This monograph is a translation by Anna Pierrehumbert of the original 1999 French work by Jacques Sesiano. In the author’s words, its goal is not to be an exhaustive survey of the history of algebra, but “merely to present some significant steps in solving equations and, wherever applicable, to link these developments to the extension of the number system.” The author and his translator succeed admirably in accomplishing this goal. In a mere 140 pages (there are 30 pages of original texts in Mesopotamian (translated), Greek, Latin, Arabic, Hebrew, French, German, and Provencal as appendices), Sesiano and Pierrehumbert give a very enjoyable overview of the development of algebra and number systems.

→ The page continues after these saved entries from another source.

PR #1006, opened 2018-03-16
Try streaming read version 2

jrmlhermitte:
## Description
This is an alternative example on how to implement reading from streaming devices, meant for discussion with #993.

This has been tried on v1.2.0 (not including asset refactor yet. this is in case we decide we want to backport)

## Motivation
The motivation for this is that in some cases involving time series from area detectors, acquisitions can take a while (30 min or so). During this acquisition, it's actually not possible from bluesky to know what the filename of the detector is before the fact! It would be nice to allow this feature, and in a general fashion that may benefit other experiments.

## How has this been tested?
See the script below. Should add tests later if this implementation is chosen.

```py3

from databroker import Broker
from bluesky import RunEngine
from ophyd.sim import img, det1, det2, NumpySeqHandler


db = Broker.from_config(temp_config())
img.reg = db.reg

RE = RunEngine({})

#db.reg.register_handler('NPY_SEQ', NumpySeqHandler)

#RE.subscribe(lambda name, doc: print(name))
RE.subscribe(db.insert)

# to see the documents as they go
RE.subscribe(print)

uid, = RE(count([img, det1, det2], [img]))
```

and:
```
In [5]: db[-1].table()
Out[5]: 
                              time  det1  \
seq_num                                    
1       2018-03-16 08:12:00.158367   5.0   

                                          img      det2  
seq_num                                                  
1        2622cdcb-b471-4db0-8ad6-2afbedeb2cd8  1.764994  

In [6]: db[-1].table("streaming_primary")
Out[6]: 
                              time                                   img
seq_num                                                                 
1       2018-03-16 08:12:00.137234  2622cdcb-b471-4db0-8ad6-2afbedeb2cd8
```


jrmlhermitte:
After discussion with @danielballan I am convinced that #993 is the way to go. Closing.

PR #1011, opened 2018-03-26
DOC: add `%matplotlib notebook` to tutorials docs

mrakitin:
Tutorials page is missing `%matplotlib notebook` directive. Fixing this issue here.

### DIFF
--- a/doc/source/tutorial.rst
+++ b/doc/source/tutorial.rst
@@ -137,6 +137,8 @@ To start, let's use the all-purpose
 
 .. code-block:: python
 
+    %matplotlib notebook
+
     from bluesky.callbacks.best_effort import BestEffortCallback
     bec = BestEffortCallback()
 


tacaswell:
I am mostly :-1: on this, the text above talks about setting up the terminal with qt5.

mrakitin:
OK, I agree it's a bit out of scope. The reason I suggested this addition is that I tried to copy-paste the code snippets into a notebook at http://try.nsls2.bnl.gov/, and at some point got a nasty error message:
```py
bec = BestEffortCallback()

# Send all metadata/data captured to the BestEffortCallback.
RE.subscribe(bec)

# Make plots update live while scans run.
from bluesky.utils import install_kicker
install_kicker()
```

```python
NotImplementedError                       Traceback (most recent call last)
<ipython-input-2-7e8b6286ffe4> in <module>()
      7 # Make plots update live while scans run.
      8 from bluesky.utils import install_kicker
----> 9 install_kicker()

/opt/conda/envs/tutorial/lib/python3.6/site-packages/bluesky/utils.py in install_kicker(loop, update_rate)
    719     else:
    720         raise NotImplementedError("The matplotlib backend {} is not yet "
--> 721                                   "supported.".format(backend))
    722 
    723 

NotImplementedError: The matplotlib backend module://ipykernel.pylab.backend_inline is not yet supported.
```

As an alternative, we may have a `Note` box, where we warn users if they use Jupyter notebooks, then they will need to use the magic command. Thoughts?

tacaswell:
we should probably sort out how to change the default backend to notebook from inline on try.nsls2.bnl.gov

mrakitin:
Agree. I haven't found a place where to configure it to have a notebook backend by default, but there must be something about it. Closing this PR and will submit an issue to the docker tutorial project.

PR #1013, opened 2018-03-30
BUG: Suspenders now call .resume() upon resuming

stuartcampbell:
The suspenders where calling the obj.pause() upon being triggered, but were not calling the obj.resume() when they resumed.

## Description
Added a coroutine `_resume()` and then registered (And called) a `Msg` called `resume` to run it.

## Motivation and Context
The FastCCD detector on CSX turns off the HDF5 file capture when paused, and as resume is not being called on the suspender resume, the detector never starts writing data to a file again.  

For the Ctrl-C type pause/resume everything works as expected.

## How Has This Been Tested?
We (myself and @jrmlhermitte) ran numerous tests on the beamline to make sure this fixed the observed issue on CSX.

### DIFF
--- a/bluesky/run_engine.py
+++ b/bluesky/run_engine.py
@@ -256,7 +256,7 @@ class RunEngine:
         self._msg_cache = deque()  # history of processed msgs for rewinding
         self._rewindable_flag = True  # if the RE is allowed to replay msgs
         self._plan_stack = deque()  # stack of generators to work off of
-        self._response_stack = deque([None])  # resps to send into the plans
+        self._response_stack = deque()  # resps to send into the plans
         self._exit_status = 'success'  # optimistic default
         self._reason = ''  # reason for abort
         self._task = None  # asyncio.Task associated with call to self._run
@@ -420,7 +420,7 @@ class RunEngine:
         self._deferred_pause_requested = False
         self._plan_stack = deque()
         self._msg_cache = deque()
-        self._response_stack = deque([None])
+        self._response_stack = deque()
         self._exception = None
         self._run_start_uids.clear()
         self._exit_status = 'success'
--- a/bluesky/run_engine.py
+++ b/bluesky/run_engine.py
@@ -1039,12 +1039,12 @@ class RunEngine:
                     # side of the yield in the plan will be moved past
                     resp = self._response_stack.pop()
                     # The case where we have a stashed exception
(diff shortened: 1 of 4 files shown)


stuartcampbell:
I know we need to fix the tests, but I wanted to just get the PR in so people can have a look to make sure it's not nonsense! 😄

tacaswell:
@cmazzoli Congratulations on helping to identify a long standing set of bugs in the core of the RunEngine!

I think that the failure of the loop invariant had little impact in practice as the test that were failing (other than the obvious off-by-one) were all very unhappy failure paths.  If we had examples of plans on the floor that were aggressively catching exceptions and were interrupted and  expecting to get the right values back we might have seen it, but would be very surprised if this ever reared it's head on the floor.

tacaswell:
The nightly failure is a cython / cpython clash.  Those issues have all been fixed upstream, but apparently not in the nightly travis enviroment yet.

stuartcampbell:
@danielballan I think that whether it's a Msg or not in the future is up for debate.  I think we just need a consistent behaviour so that the 'resume' (however it is injected) is done.

tacaswell:
I wonder if it makes sense to say the _only_ way to change the internal state of the RE is via a message / co routine?

bluesky/run_engine.py
```diff
@@ -999,10 +1008,19 @@ def _run(self):
         """
         pending_cancel_exception = None
         self._reason = ''
+        # sentinel to decide if need to add to the response stack or not
+        sentinel = object()
         try:
             self.state = 'running'
             while True:
+                assert len(self._response_stack) == len(self._plan_stack)
```
jrmlhermitte: :+1:

bluesky/run_engine.py
```diff
@@ -1016,17 +1034,25 @@ def _run(self):
...
                     # correct place
                     yield from asyncio.sleep(0, loop=self.loop)
+                    # always pop off a result, we are either sending it back in
+                    # or throwing an exception in, in either case the left hand
+                    # side of the yield in the plan will be moved past
+                    resp = self._response_stack.pop()
                     # The case where we have a stashed exception
-                    if self._exception is not None:
+                    if (self._exception is not None or
+                            isinstance(resp, Exception)):
```
jrmlhermitte: good catch as well

PR #1018, opened 2018-04-10
FIX: clean up the internal state of the RE earlier in _save

tacaswell:
Move the logic to re-set the internal state of the RE to not bundling
to above where we do anything with descriptors.

### DIFF
--- a/bluesky/run_engine.py
+++ b/bluesky/run_engine.py
@@ -1560,6 +1560,17 @@ class RunEngine:
 
         # Event Descriptor documents
         desc_key = self._bundle_name
+
+        # This is a separate check because it can be reset on resume.
+        seq_num_key = desc_key
+        if seq_num_key not in self._sequence_counters:
+            counter = count(1)
+            counter_copy1, counter_copy2 = tee(counter)
+            self._sequence_counters[seq_num_key] = counter_copy1
+            self._teed_sequence_counters[seq_num_key] = counter_copy2
+        self._bundling = False
+        self._bundle_name = None
+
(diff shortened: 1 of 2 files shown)


danielballan:
It looks like this breaks a couple of tests in a real way.

bluesky/run_engine.py
```diff
@@ -1560,6 +1560,17 @@ def _save(self, msg):
...
+
+        # This is a separate check because it can be reset on resume.
+        seq_num_key = desc_key
+        if seq_num_key not in self._sequence_counters:
+            counter = count(1)
+            counter_copy1, counter_copy2 = tee(counter)
+            self._sequence_counters[seq_num_key] = counter_copy1
+            self._teed_sequence_counters[seq_num_key] = counter_copy2
+        self._bundling = False
+        self._bundle_name = None
```
jrmlhermitte: line 1601 needs `self._bundle_name`
I recommend:
`bundle_name = self._bundle_name`
...

tacaswell: indeed, we already had grabbed this a few lines above as `desc_key`.

tacaswell:
fixed and force-pushed.

bluesky/run_engine.py
jrmlhermitte: yes! looks good to me

tacaswell:
@jrmlhermitte why do you want a rebase?

jrmlhermitte:
this was for problems with callbacks like such:
```py3
def callback(name, doc):
    if name == 'descriptor':
        raise ValueError


```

Sesiano begins with linear and quadratic equations solved in Mesopotamia and the difficulties introduced by the lack of a proper symbol for zero and the need to know 1711 products to carry out multiplication in a base-60 system with 59 non-zero digits. A distinctive aspect of this monograph is its use of actual problems and solutions found in historical documents to illustrate the development of algebra. The author annotates these examples, often rephrasing the steps in more convenient modern notation, and indicates the underlying goals and motivation of the original solvers. He carefully notes the difference between their methods and the methods we would use today.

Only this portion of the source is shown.